I think she would have had the blue ensign and not the white. As a hospital ship, she was run by the MOD but she was never classified as HMS, so she would not and could not fly the white ensign.
However as a Hospital ship she would have been part of the "Hospital Group" and this would have given her the Blue ensign. There are more reasons for her using the Blue ensign ie. RNVR Master aboard, RNVR Officers aboard etc. (Check my post-
Britannic - BRITANNIC FROM THE HILLS).

As to the Red ensign, that would have gone as soon as the MOD took her over as a Hospital Ship.

Hope this helps

Best wishes and Regards

Dennis
 

Bob Read

Member
Rob:

I appreciate your thoughts but there are a few things that should be cleared up. I am asking about the flag at the stern of the ship. You used the term stem which is at the bow. During the early part of the 19th century, British warships would fly all three colors of national ensigns depending on which squadron they were assigned to. I am not knowledgeable enough about the Royal Navy to know if or when this practice was discontinued. That's why I'm asking to see if someone has specific knowledge in this area. Again thanks.

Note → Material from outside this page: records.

Issue #2164, opened 2021-06-25
Tracking issue for replace github.com/pingcap/check with github.com/stretchr/testify


ben1009:
## Background

as described in the thread https://internals.tidb.io/t/topic/141/6

```
I did ever use testify in pingcap/errors [[1]](https://github.com/pingcap/errors/pull/36) and it works well with richer matchers and default parallelism support.

I think the modification from gocheck to pingcap/check mainly focuses on parallelism. It is possibly we switch to testify to live with a stronger community instead of a lack of maintenance version of a smaller community.

* [testify ](https://github.com/stretchr/testify) has 188 contributors and latest updated at Apr. 27
* [go-check](https://github.com/go-check/check) has 13 contributors and latest updated at last year.

If you think this direction is good to go, maybe we can draft a pre-RFC to collect wider input.
```

This is somewhat a subtask of https://github.com/pingcap/tidb/issues/26022 that we make a decision that deprecating [pingcap/check](https://github.com/pingcap/check) and adopting [testify](https://github.com/stretchr/testify). Take a look at the tidb issue for more information.

After an offline discussion with @overvenus we think it is fine we make the same change on this repo and here is the tracking issue for the effort.

If you have any further concern, please comment below and reply will be in days.

We first write down a task list and since I have no time to continue the actual work, let's kick off when there is a contributor ask for starting the subtasks.

## Join Forces

If you want to participant the movement, you can comment under this issue to acquire pkg or files to migrate. For example,

```
Hi, I'd like to migrate tests under `errno` pkg. Please create a subtask and assign to me.
```

React will be in time and do the favor for you.

Also you can directly comment under any open issues below without assignee to require assignment.

You can take a look at https://github.com/pingcap/tidb/pull/26375 as an example to do the migration.

## Note
* new unit-test

    - New uts should use testify and goleak directly. Ref to the [Pr 2833](https://github.com/pingcap/ticdc/pull/2833)
    - Pkg github.com/pingcap/tidb/util/testkit should be replaced by github.com/pingcap/tidb/testkit

* parallel

    - Keep test cases as parallel as possible.
    - Don't use t.Parallel() if pkg has failpoint control. Need review Carefully.
    - When some test cases should be run in serial, take use of go testing subtests (t.Run(name string, f func(t *T))) and parallel the parent test only. In this way, test cases in the same subtests set run in serial.
[...]

PR #4358, opened 2022-01-17
dm: new router compatible with regular expression

### LINKED ISSUE #4256: dm table-routing need support regular expressions
demand:
```
db list: test
table list:
t_1
t_2
t_11
t_12
```
now,table routing need write:
```
routes:
  r1:
    s-p: 'test'
    t-p: 't_[0-9]'
    t-s: 'test'
    t-t: 't'
  r2:
    s-p: 'test'
    t-p: 't_[0-9][0-9]'
    t-s: 'test'
    t-t: 't'
  r3:
    t-s: 'test'
    s-p: 'test'
```

i wish:

```
routes:
  r1:
    s-p: 'test'
    t-p: '~t_*'
    t-s: 'test'
    t-t: 't'
```

include version:
v2.x
v1.x
v5.3.0

buchuitoudegou:
implement new router that is compatible with regular expressions

Issue Number: close #4256 

A new router that is compatible with regular expressions is implemented. It basically reused the `filter` module in `tidb-tools` project, which has also been used in the `block-allow-list`. Reusing the existing module ensures modules behaving the same across the whole project.

### Check List 

Tests 

 - Unit test
 - Integration test

Code changes

 - New router implemented as a stand-alone module and exporting the same interface with the old one
 - Replace the old router with the new one

Side effects

Related changes

### Release note 

```release-note
Implement a new router that is compatible with regular expression as well as the old router
```


buchuitoudegou:
https://prow.tidb.io/command-help#retest

buchuitoudegou:
/retitle new router implementation compatible with regular expression

dm/regexprrouter/router.go
```diff
@@ -0,0 +1,278 @@
...
+	}
+	var (
+		targetSchema string
+		targetTable  string
+	)
+	if len(table) == 0 || len(tblRules) == 0 {
+		// 1. no need to match table or
+		// 2. match no table
+		if len(schmRules) > 1 {
+			return "", "", errors.NotSupportedf("`%s`.`%s` matches %d schema route rules which is more than one.\n", schema, table, len(schmRules))
```
lance6716, line 144: we should use terror package

dm/regexprrouter/router.go
```diff
@@ -0,0 +1,278 @@
...
+		targetTable = table
+	}
+	return targetSchema, targetTable, nil
+}
+
+func (r *RegExprTable) AllRules() (map[string][]interface{}, map[string]map[string][]interface{}) {
+	schemaRouteRules := make(map[string][]interface{})
+	tableRouteRules := make(map[string]map[string][]interface{})
+	for _, filter := range r.filters {
+		curRule := displayRule{
```
lance6716, line 168: seems this is only used for debug? You can use json dump for `filter.rawRule`, no need to add a new structure

buchuitoudegou: Or can I just return two arrays representing the table rules and the schema rules respectively?

dm/regexprrouter/router.go
```diff
@@ -0,0 +1,249 @@
...
+}
+
+func extractVal(s string, ext interface{}) string {
+	var params []string
+	switch e := ext.(type) {
+	case *oldrouter.TableExtractor:
+		if regExpr, err := regexp.Compile(e.TableRegexp); err == nil {
+			params = regExpr.FindStringSubmatch(s)
+		} else {
+			return ""
```
D3Hunter, line 227:
```suggestion
```

followings too.

dm/regexprrouter/router_test.go
```diff
@@ -0,0 +1,243 @@
...
+	}
+	r, err = NewRegExprRouter(false, []*TableRule{})
+	assert.Equal(t, nil, err)
+	for _, rule := range rules {
+		err := r.AddRule(rule)
+		assert.Equal(t, nil, err) // successfully insert
+	}
+}
+
+func TestSchemaRoute(t *testing.T) {
```
D3Hunter, line 58: maybe add some case for ErrWorkerRouteTableDupMatch

dm/regexprrouter/router_test.go
```diff
@@ -0,0 +1,243 @@
...
+	assert.Equal(t, nil, err)
+	for idx := range inputTable {
+		s, n := inputTable[idx].Schema, inputTable[idx].Name
+		expSchm, expName := expectedOutput[idx].Schema, expectedOutput[idx].Name
+		newSchm, newName, err := newRouter.Route(s, n)
+		assert.Equal(t, nil, err)
+		assert.Equal(t, expSchm, newSchm)
+		assert.Equal(t, expName, newName)
+	}
+}
```
D3Hunter, line 243: maybe add some case for `AllRules` and `FetchExtendColumn`

D3Hunter (commented):
maybe we can enhance router in `tidb-tools` directly.

dm/loader/convert_data.go
```diff
@@ -26,10 +26,10 @@ import (
 	parserpkg "github.com/pingcap/tiflow/dm/pkg/parser"
 	"github.com/pingcap/tiflow/dm/pkg/terror"
 	"github.com/pingcap/tiflow/dm/pkg/utils"
+	"github.com/pingcap/tiflow/dm/regexprrouter"
```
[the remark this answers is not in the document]
buchuitoudegou: checked

dm/regexprrouter/router.go
```diff
@@ -0,0 +1,249 @@
...
+package regexprrouter
+
+import (
+	"regexp"
+	"strings"
+
+	"github.com/pingcap/errors"
+	"github.com/pingcap/tidb-tools/pkg/filter"
+	oldrouter "github.com/pingcap/tidb-tools/pkg/table-router"
+	"github.com/pingcap/tiflow/dm/pkg/terror"
```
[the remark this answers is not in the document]
buchuitoudegou: checked

dm/regexprrouter/router_test.go
```diff
@@ -0,0 +1,243 @@
...
+
+import (
+	"fmt"
+	"testing"
+
+	router "github.com/pingcap/tidb-tools/pkg/table-router"
+	"github.com/stretchr/testify/assert"
+)
+
+func TestCreateRouter(t *testing.T) {
```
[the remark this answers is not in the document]
buchuitoudegou: checked

dm/regexprrouter/router.go
```diff
@@ -0,0 +1,249 @@
...
+	TableRule  = oldrouter.TableRule
+	Table      = filter.Table
+	FilterRule = filter.Rules
+)
+
+type FilterType = int32
+
+const (
+	TblFilter  int32 = 1
+	SchmFilter int32 = 2
```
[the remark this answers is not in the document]
buchuitoudegou: checked

dm/regexprrouter/router.go
buchuitoudegou: checked

dm/regexprrouter/router_test.go
buchuitoudegou: checked

dm/regexprrouter/router_test.go
buchuitoudegou: checked

dm/dm/config/subtask.go
```diff
@@ -25,12 +25,12 @@ import (
 	bf "github.com/pingcap/tidb-tools/pkg/binlog-filter"
 	"github.com/pingcap/tidb-tools/pkg/column-mapping"
 	"github.com/pingcap/tidb-tools/pkg/filter"
-	router "github.com/pingcap/tidb-tools/pkg/table-router"
```
Ehco1996, line 28: just a question: why not pull a request to tidb-tools?
maybe i miss some offline talk infomation😂

dm/tests/all_mode/run.sh
```diff
@@ -532,6 +583,10 @@ function run() {
 }
 
 cleanup_data all_mode
+cleanup_data test3gd8917777
```
Ehco1996, line 586: maybe those cleanup can move to test_regexpr_router

dm/tests/all_mode/run.sh
```diff
@@ -320,6 +320,56 @@ function test_expression_filter() {
...
+	sed -i 's/tidb_retry_limit: "fjs"/tidb_retry_limit: "10"/g' $WORK_DIR/regexpr-task.yaml
+	dmctl_start_task "$WORK_DIR/regexpr-task.yaml" "--remove-meta"
+
+	check_sync_diff $WORK_DIR $cur/conf/regexpr_diff_config.toml
+
+	cleanup_data test3gd8917777
+	cleanup_data test4s_2022
+	cleanup_data_upstream test3gd8917777
+	cleanup_data_upstream test4s_2022
+	cleanup_process
```
Ehco1996, line 369: i think call cleanup_data(log) before cleanup_process, because if your process is hung, you can not see logs any more

dm/pkg/router/router_test.go
```diff
@@ -0,0 +1,387 @@
...
+	"fmt"
+	"testing"
+
+	. "github.com/pingcap/check"
+	"github.com/pingcap/tiflow/dm/pkg/terror"
+
+	oldrouter "github.com/pingcap/tidb-tools/pkg/table-router"
+)
+
+var _ = Suite(&testRouteSuite{})
```
Ehco1996, line 26: light suggestion, new added test better use testify instead see https://github.com/pingcap/tiflow/issues/2164

dm/tests/all_mode/run.sh
buchuitoudegou: Would u mind getting me some hint about the `cleanup_data(log)` since I couldn't find such a function. In addition, cleaning the data and then killing the processes is strictly followed the scheme of other tests in that script. Could you describe it in more detail cuz I've never met the situation that I couldn't see the logs. Thx in advance.

buchuitoudegou: p.s. even the some tests fail, the logs remain in the /tmp/dm_test without being broken.

Ehco1996: cleanup_data is [here](https://github.com/pingcap/tiflow/blob/239a21fe146a2b2950dad06e7d4e201791d4d030/dm/tests/_utils/test_prepare#L4)

>  is strictly followed the scheme of other tests 

yes i used to write test like this unitl i found if dm-worker never exit(some bug code with my local dev branch), i can't see the log of dm-worker because whole test dir is deleted. so if there is **no bug** in our code, call cleanup_data before kill process is ok 😂

buchuitoudegou: Yes, deleting the data before killing the processes will make the error logs invisible if the error occurs when exiting the processes😂. But I don't think that is the case we need to test in the integration test😂

Ehco1996: we need not test this case, i just say call cleanup_data after kill process is good for debug 😬

GMHDBJD (approved):
LGTM
Please resolve conflict

dm/pkg/router/router.go
```diff
@@ -0,0 +1,247 @@
...
+			rules = append(rules, filter)
+		}
+	}
+	var (
+		schemaRules = make([]*TableRule, 0, len(rules))
+		tableRules  = make([]*TableRule, 0, len(rules))
+	)
+	for i := range rules {
+		rule := rules[i].rawRule
+		if len(rule.TablePattern) == 0 {
```
lance6716, line 192: ditto

dm/pkg/router/router_test.go
```diff
@@ -0,0 +1,387 @@
...
+		c.Assert(newTbl, Equals, expTable)
+		c.Assert(oldSch, Equals, expSchema)
+		c.Assert(oldTbl, Equals, expTable)
+	}
+}
+
+func (s *testRouteSuite) TestRegExprRoute(c *C) {
+	rules := []*TableRule{
+		{
+			SchemaPattern: "~test.[0-9]+",
```
lance6716, line 177: can you give a meaningful string, it's very hard to check the result :cry:

dm/pkg/router/router_test.go
```diff
@@ -0,0 +1,387 @@
...
+			},
+			SourceExtractor: &SourceExtractor{
+				TargetColumn: "source_name",
+				SourceRegexp: "source_(.*)_(.*)",
+			},
+		},
+		{
+			SchemaPattern: "~s?chema.*",
+			TargetSchema:  "test",
+			TargetTable:   "t2",
```
lance6716, line 278: this usage (no table-pattern but target-table) is strange, should we forbid it in future? @GMHDBJD @lichunzhu

dm/pkg/router/router_test.go
```diff
@@ -0,0 +1,387 @@
...
+	for i := 0; i < 3; i++ {
+		c.Assert(tableRules[i].SchemaPattern, Equals, rules[i+1].SchemaPattern)
+		c.Assert(tableRules[i].TablePattern, Equals, rules[i+1].TablePattern)
+	}
+}
+
+func (s *testRouteSuite) TestDupMatch(c *C) {
+	rules := []*TableRule{
+		{
+			SchemaPattern: "~test[0-9]+.*",
```
lance6716, line 350: also meaningful strings

dm/tests/all_mode/run.sh
```diff
@@ -320,6 +320,61 @@ function test_expression_filter() {
 	echo "[$(date)] <<<<<< finish test_expression_filter >>>>>>"
 }
 
+function test_regexpr_router() {
+	echo "[$(date)] <<<<<< start test_regexpr_router >>>>>>"
+	cleanup_process
+	cleanup_data all_mode
+	cleanup_data test3gd8917777
```
lance6716, line 327: ditto

dm/tests/all_mode/run.sh
```diff
@@ -531,7 +587,6 @@ function run() {
 	run_sql_both_source "SET @@global.time_zone = 'SYSTEM';"
 }
 
-cleanup_data all_mode
```
lance6716, line 534: this is still needed, because your newly added `test_regexpr_router` is not the first case.

lance6716 (commented):
rest lgtm

dm/pkg/router/router_test.go
lichunzhu: IMO we should forbid this kind of behavior

dm/pkg/router/router.go
```diff
@@ -0,0 +1,247 @@
...
+			} else {
+				schmRules = append(schmRules, filterWrapper)
+			}
+		}
+	}
+	var (
+		targetSchema string
+		targetTable  string
+	)
+	if len(table) == 0 || len(tblRules) == 0 {
```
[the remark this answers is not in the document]
buchuitoudegou: `len(table) == 0` is checking if there is no `table` input but merely routing the schema. I forgot if anyone uses the router in this way in DM but it is implemented in `tidb-tools`.
Maybe checking the string by comparing it with `""` is more intuitive.

dm/pkg/router/router.go
```diff
@@ -0,0 +1,247 @@
...
+			return "", "", terror.ErrWorkerRouteTableDupMatch.Generate(schema, table)
+		}
+		if len(schmRules) == 1 {
+			targetSchema, targetTable = schmRules[0].Target.Schema, schmRules[0].Target.Name
+		}
+	} else {
+		if len(tblRules) > 1 {
+			return "", "", terror.ErrWorkerRouteTableDupMatch.Generate(schema, table)
+		}
+		targetSchema, targetTable = tblRules[0].Target.Schema, tblRules[0].Target.Name
```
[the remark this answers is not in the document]
buchuitoudegou: Yes. This is an error case.

dm/pkg/router/router_test.go
buchuitoudegou: What if the users would like to migrate all tables from one or more designated schema(s) to exactly **ONE** table in downstream?

dm/pkg/router/router_test.go
buchuitoudegou: Would you explain more about the hard reading part?

dm/pkg/router/router_test.go
GMHDBJD: They should use TablePattern: "*"

dm/pkg/router/router_test.go
lance6716: I need to look back to `~test3(gd|ct)?8917*` to check `test3gd8917777` is matched as expected (does it have same four digit?) and check other regexp is not matced as expected (like `~test.[0-9]+`), a lot of back and forth jumping.

if they can be `~test1[0-9]*`, `~test2[0-9]*`, `~test[a-z][0-9]*` or other pattern it would be easier to remember.

buchuitoudegou: Yes, it's a bit complicated. Actually I'm trying to build some similar but exclusive patterns and see if they conflicts with the rule that only one routing rule is matched. It's perhaps unnecessarily complex😂. I'll fix it later...

dm/pkg/router/router_test.go
buchuitoudegou: But for now, missing field `TablePattern` is permitted. Would it be troublesome if we forbid it, considering some users may need to modify their old configs?

lance6716:
ping @buchuitoudegou

lance6716 (approved):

Does anyone else have something they could contribute to this question?

Regards,
Bob Read
 

Bob Read

Member
Dennis:

I think you may have the correct answer. I went back to Britannic photos to have another look.
First, the ensign is definitely not the white ensign. Second, in the black and white photos I almost thought because the color of the flag was not extremely dark that it might be the red ensign. I went back and looked at a photo of Titanic's blue ensign and the gray shade in the black and white photo seemed to match that in the Britannic photo. I then remembered that in the black and white film used in this period, any red would shift the gray shade much darker. Therefore a medium red would appear darker than a medium blue. For now I agree that it was the blue ensign. Thanks for your thoughts.